Por el título, podría tratarse de una novela inédita de Agatha Christie. Y por la época. La verdad es que algo tiene que ver este asunto con la pasión por los enigmas de nuestra adorable Primera Dama del Crimen.
¿Y cual es el asunto?
Veamos. Corre el verano de 1899. Hace ya unas horas que ha caído la noche en casa de los Elgar, en Worcester, y Edward (todavía no es Sir) se relaja improvisando al piano. Ha sido un día largo y duro, dando clases de música a varios alumnos y ensayando con el coro de Saint Mary’s Church, uno de los tres que dirige en la ciudad. Su carrera como compositor no acaba de despegar y apenas consigue ganarse la vida dignamente.
–¿Qué es eso que estás tocando, querido?–, pregunta Alice.
Sentada a la mesa camilla junto al piano, con el cuaderno abierto y la pluma en la mano, no aparenta los cincuenta años que cumplirá en un par de meses. Sigue siendo una mujer imponente, con un gran carácter y confianza en sí misma. Es una mujer culta y con gran formación, ha escrito una novela y varias obras de poesía, cree a pies juntillas en el talento de su marido y suele hacer las veces de su secretaria. Y también es una buena crítica musical, una gran ayuda para Edward.
–¿Mmmh…? No lo se. Un tema que lleva todo el día dándome vueltas en la cabeza. Se me ha ocurrido esta mañana, pero no consigo dar con el tono y el tempo perfectos… aunque lo cierto es que he probado de varias formas y en todas parece sonar bien.
–Bueno, toca algunas de esas variaciones, a ver cómo suenan.
–Esta es una de las primeras que he probado, andante en tono romántico.
–Muy bonita, Edward, me gusta mucho.
–Y esta, allegretto.
–Me recuerda a algo. O más bien a alguien…
Edward se atusa el frondoso bigote un momento y ataca de nuevo el teclado. Una nueva variación, esta vez en un ritmo más rápido, levemente entrecortado. Alice sonríe entornando levemente el párpado izquierdo, en un gesto de picardía:
–Esta sí que se a quién me recuerda: ¡Arthur Griffith! Has aporreado el teclado como suele hacerlo él cuando viene a sus clases.
–Eres una mujer terrible, Alice– dice Edward tratando de ponerse serio, pero la inclinación a un lado de su mostacho delata su sonrisa.
–No, en serio –dice ella– tiene la misma personalidad que Arthur. Y ahora que lo pienso, la que has tocado antes, el allegretto, me recuerda a Richard, Richard Townshend, ¿no te parece?
–A ver… –dice Edward, y toca de nuevo el fragmento– Pues ahora que lo dices es cierto, tiene un aire a la voz de bajo de Peter.
–¡Qué divertido! –aplaude Alice– ¡Prueba ahora a hacerlo como lo tocaría Hew, a ver qué sale!
…Y así siguieron un buen rato, jugando a hacer variaciones del mismo tema adaptadas a la personalidad de cada uno de los amigos y amigas de su círculo más cercano y partiéndose de risa con ello. Fue una buena velada hogareña, pero también mucho más que eso. Fue el punto de partida de las célebres Variaciones Enigma, la primera gran obra de importancia del que luego sería Sir Edward Elgar, uno de los más grandes y reconocidos compositores ingleses.
De acuerdo, ya sabemos el por qué de las variaciones. ¿Y el enigma?
Bueno, ya hemos visto que a los Elgar les gustaba jugar. Y también les gustaban los pasatiempos y acertijos; seguramente si hubieran vivido hoy, les gustaría jugar al Cluedo. La cuestión es que ninguna de las catorce variaciones que componen la obra es el tema original, el que aquel día le rondaba por la cabeza a Edward.

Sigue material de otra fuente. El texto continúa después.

PR #138, opened 2012-09-05
Added support for recording and displaying new/repeat episodes

sofakng:
This PR adds support for recording "New Episodes" versus "Repeat Episodes".

The EPG has a new column ("Repeat") which displays if a program is a New Episode or a Repeat.  (i.e. was this program ever aired or is it the first time it's broadcast?)  Similarly, there is a new filter to show only new or all episodes.

AutoRec has been modified to also allow recording of only new episodes (or all episodes).

(This PR was created because I didn't like recording every episode of a particular program and then later going back and deleting the repeat/rerun episodes manually.  This also saves you time because you don't need to know what timeslot that new airings are broadcast since you just create rules such as:  "Record MythBusters - New Episodes Only")

NOTE:  This has only been tested with xmltv EPG source.  It shouldn't break other EPG sources but I'm not sure if this supply the neccessary is_repeat flag.

### DIFF
--- a/src/dvr/dvr.h
+++ b/src/dvr/dvr.h
@@ -74,6 +74,10 @@ typedef enum {
   DVR_PRIO_UNIMPORTANT,
 } dvr_prio_t;
 
+typedef enum {
+  DVR_REPEATS_ALLEPISODES,
+  DVR_REPEATS_NEWONLY
+} dvr_repeats_t;
 
 LIST_HEAD(dvr_rec_stream_list, dvr_rec_stream);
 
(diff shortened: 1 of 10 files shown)


yaqwsx:
Are there any updates on this capability?

perexg:
The new 4.1 code has 'Broadcast type' field in autorec which does exactly this thing. If episode is new / repeated - it should be visible when you click on the event details in EPG grid, but I agree that this might be better to show it directly in the grid using an icon...

ljalves:
Shouldn't this PR be closed?
I believe it no longer makes sense since the implementation of the "Related broadcasts" and "Alternative showings" buttons?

El tema está presente de una forma sugerida, oculta, en cada una de ellas. Pero en ninguna de ellas aparece tal cual. Por eso es un enigma que el oyente atento debe desvelar.
¿Te atreves a intentarlo?
Tendrás que escuchar todas las variaciones, pero puedes empezar por la más conocida, la Número 9, dedicada a Augus J. Jaeger.